Половина дома, оставшаяся их семье, выходит окнами на улицу Абашидзе, названную в честь известного литературного критика и дедушки Кетино. Окна с другой стороны – смотрят на улицу Джавахишвили, названную в честь знаменитого историка, профиль которого изображен на банкноте номиналом 5 лари. В том крыле живут родственники этого самого Джавахишвили, а в пристройках во дворе – потомки НКВДиста, обосновавшегося там не благодаря гостеприимству хозяев, а вопреки их воле.
После долгих объяснений я, наконец, начинаю понимать, кто кому родственник в этом дворе.

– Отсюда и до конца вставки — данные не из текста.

Issue #7172, opened 2019-05-17
`Link.serialize` does not support ChainerX


hvy:
`Link.serialize` assumes that the ndarrays held by the link are either NumPy or CuPy ndarrays and breaks when they're ChainerX ndarrays. 

#### Relevant code
https://github.com/chainer/chainer/blob/master/chainer/link.py#L661-L664

#### Reproduction
```python
import numpy as np
import chainer as ch
import chainerx as chx

# Save link parameters
l = ch.Link()
with l.init_scope():
    l.x = ch.Parameter(np.random.rand(2, 3))
ch.serializers.npz.save_npz('model.npz', l)

# Try to load parameters and fail
l = ch.Link()
with l.init_scope():
    l.x = ch.Parameter()
l.to_device('native')

ch.serializers.npz.load_npz('model.npz', l, path='')  # AttributeError: 'chainerx.ndarray' object has no attribute 'set'
```

PR #7175, opened 2019-05-17
`Link.serialize` to support ChainerX

hvy:
Fixes https://github.com/chainer/chainer/issues/7172.

### DIFF
--- a/tests/chainer_tests/test_link.py
+++ b/tests/chainer_tests/test_link.py
@@ -2466,4 +2466,42 @@ class TestLinkOverrideToDeviceMethods(unittest.TestCase):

Следующим утром, перед завтраком, хозяйка сказала: «Я не знаю, как в Украине, а у нас принято, чтобы все вместе садились за стол – и гости, и хозяева, и князья, и прислуга… У вас ведь тоже так?»

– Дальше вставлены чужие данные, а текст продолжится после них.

PR #7185, opened 2019-05-19
Change `F.dropout` to use cuDNN by default

### LINKED ISSUE #6266: Why `F.dropout` usually does not use CuDNN?
Currently, `F.dropout` uses cudnn only when `using_config('use_cudnn', 'always')`
https://github.com/chainer/chainer/blob/d7adbfb45d46fafa6bd0bbb9f0cebe5894489437/chainer/functions/noise/dropout.py#L46

But IMO, cudnn should be enabled when `>=auto`.

crcrpar:
Close #6266

### DIFF
--- a/tests/chainer_tests/functions_tests/noise_tests/test_dropout.py
+++ b/tests/chainer_tests/functions_tests/noise_tests/test_dropout.py
@@ -8,7 +8,6 @@ from chainer import functions
 from chainer import gradient_check
 from chainer import testing
 from chainer.testing import attr
-from chainer.testing import backend
 
 
 @testing.parameterize(
@@ -17,7 +16,7 @@ from chainer.testing import backend
     {'dtype': numpy.float64, 'ratio': 0.5},
     {'dtype': numpy.float64, 'ratio': 0.0},
 )
-@backend.inject_backend_tests(
+@testing.inject_backend_tests(
     ['test_forward', 'test_backward', 'test_double_backward',
      'test_immutable'],
     # CPU tests
--- a/chainer/functions/noise/dropout.py
+++ b/chainer/functions/noise/dropout.py
@@ -83,7 +83,7 @@ class Dropout(function_node.FunctionNode):
         return y,
 
     def backward(self, x, gy):
-        if chainer.should_use_cudnn('==always', 5000) and self._use_cudnn:
+        if chainer.should_use_cudnn('>=auto', 5000) and self._use_cudnn:
             return DropoutGradCuDNN(self.states, self.dropout_ratio).apply(gy)
         else:
             return DropoutGrad(self.mask).apply(gy)
--- a/chainer/functions/noise/dropout.py
+++ b/chainer/functions/noise/dropout.py
@@ -44,7 +44,7 @@ class Dropout(function_node.FunctionNode):
         return y,
 
     def forward_gpu(self, x):
-        if (chainer.should_use_cudnn('==always', 5000)
+        if (chainer.should_use_cudnn('>=auto', 5000)
                 and x[0].flags.c_contiguous
                 and self.mask is None
                 and not self.return_mask):


tests/chainer_tests/functions_tests/noise_tests/test_dropout.py
```diff
@@ -183,7 +184,8 @@ def test_cpu_ideep(self):
     def test_gpu(self):
         self.x = cuda.to_gpu(self.x)
         self.mask = cuda.to_gpu(self.mask)
-        self._check()
+        with chainer.using_config('use_cudnn', 'never'):
+            self._check()
```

Я сцепил зубы и часто-часто закивал. Мне почему-то стало очень грустно.
Я вспомнил о собственных родственниках, расстрелянных большевиками, и рассказал Кетино («ай, мурашки по рукам» – задрожала хозяйка) историю тетки Татьяны, вернувшейся домой после двадцати лет лагерей.
Поселившись в загородном доме, эта женщина, от страха перед новыми незнакомыми гостями, окружила себя шестью громадными немецкими овчарками, старшего из которых звали Урсом.
Я вспомнил ее дом, в котором часто гостил летом. Он, как и дом Кетино, был полон фотографий и портретов. Но, в отличие от содержащегося в относительном (а как для Грузии – в абсолютном) порядке особняка Кетино, тот дом был захламлен и запылен до невозможности.
Жутковатый, вообще-то, был дом. А у тетки – сорванный, клокочущий, как у ворона, голос, и понять то, что она говорила, мог только ее верный Урс… Голос она потеряла в тот день, когда получила сообщение о своем освобождении в связи с хрущевской амнистией.
Поговорив о родственниках, мы переходим к чаю.